俺は、彼女と一度だけ来たことのある海岸にいた。

時間的には夕方だったと思う。

"思う"というのは、はっきり時計などで時間を確認した訳ではなくて、海が夕日のような橙色に染まっていたからだ。

 しばらくすると、後ろから足音が聞こえてきた。

「足に砂が付いて気持ち悪いー」

紛れもなく彼女の声だった。

しかし夢の中で俺はそのことに何も疑問を持つことはなかった。

「だからサンダル履いてこいって言ったのに」

笑いながら振り返るとそこには、Tシャツを着た彼女の姿があった。

自分の不手際を指摘され、少しふくれっ面になりながらうるさいなぁ・・・おまたせ、という彼女に、俺は待たされた、と冗談交じりに返事しながら立ち上がる。

「今日は連れてきてくれてありがとう」

「いやいやお安い御用ですよ」

彼女の嬉しそうな横顔に、俺もなんとも言えず幸せな気持ちになった。

しかし、彼女は突然暗い表情をして口を開いた。

「でも、ここももう来れないんだよね」

夢の中の俺にはさっぱり意味がわからなかった。

「え、なに言ってるの?またいつでも連れてきてやるよ」

「無理だよ・・・」

「いやいや意味がわからない」

「来れないんだよ」

「いやだかr「来れないんだってばっ」

なぜか泣きそうになっているうえに、なぜか妙に機嫌の悪い彼女に、俺は段々イライラしてきていた。

「じゃあ来なけりゃいいんじゃねぇの」

ついに俺は突き放すように言ってしまった。

途端に悲しそうな顔で俯く彼女。

無言で立ち上がり、彼女に背を向けて歩き出す俺。

どうせ彼女のほうから謝ってくるだろうと考えていた。

しかし、いつまでたっても彼女が駆け寄ってくる気配はない。

後ろを向いたら彼女はいなかった。

彼女がいないことに驚いたが、彼女は先に帰ったということで、その時はなぜか普通に納得して俺も帰ることにした。

 夢から覚めると、俺はものすごく悲しくなった。

そして、夢の中で今の俺よりも悲しそうにしていた彼女のことを思い出して、益々悲しくなって、泣きそうになったが必死で耐えた。

今ここで泣いたらダメな気がして。

その日は、まぁ疲れてたのかなとか、久しぶりに彼女の夢みたな、とかで深くは考えなかった。
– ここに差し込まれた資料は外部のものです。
PR #1843, opened 2024-11-08
remove limitation on nested phases/steps

sfc-gh-mchok:
### Pre-review checklist

### Changes description
- Allow nesting phases/steps and also their usages in indents, since we found that we've had bugs multiple times from this and we don't want the console message mechanism to be breaking commands in prod


sfc-gh-fcampbell:
I'm OK with this, might wanna run it y @sfc-gh-bdufour since he added the limitation initially

tests/api/console/test_cli_console_output.py
```diff
@@ -74,11 +73,19 @@ def test_error_messages(cli_console, capsys):
     assert_output_matches("42\n  73\n  ops\nOPS\n", capsys)
 
 
-def test_phase_nesting_not_allowed(cli_console):
+def test_phase_nesting(cli_console, capsys):
```
sfc-gh-bdufour, line 76: step nesting isn't allowed still, right? We should capture that in a test since it's part of the contract.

 そういうこともあるさ、と割り切っていた俺だったが、次の日もその次の日も彼女が出てくる夢を見た。

毎回毎回なぜか軽い喧嘩のようなことになる。

俺は彼女に対して、甘やかし過ぎなくらい優しく接していたはずだった。

そんな俺が、夢の中では異常なほど冷たい態度を取っていた。

そして夢から覚めると必ずどうしようもなく悲しい気持ちになった。

 数日後。

いよいよ気持ちの安定を失いつつあった俺は、家の中にある彼女を思い起こしそうなものを片っぱしからしまいこんでいた。

毎朝元気をもらっていた写真立てもすべて。

俺は目に見えて精気を失っていった。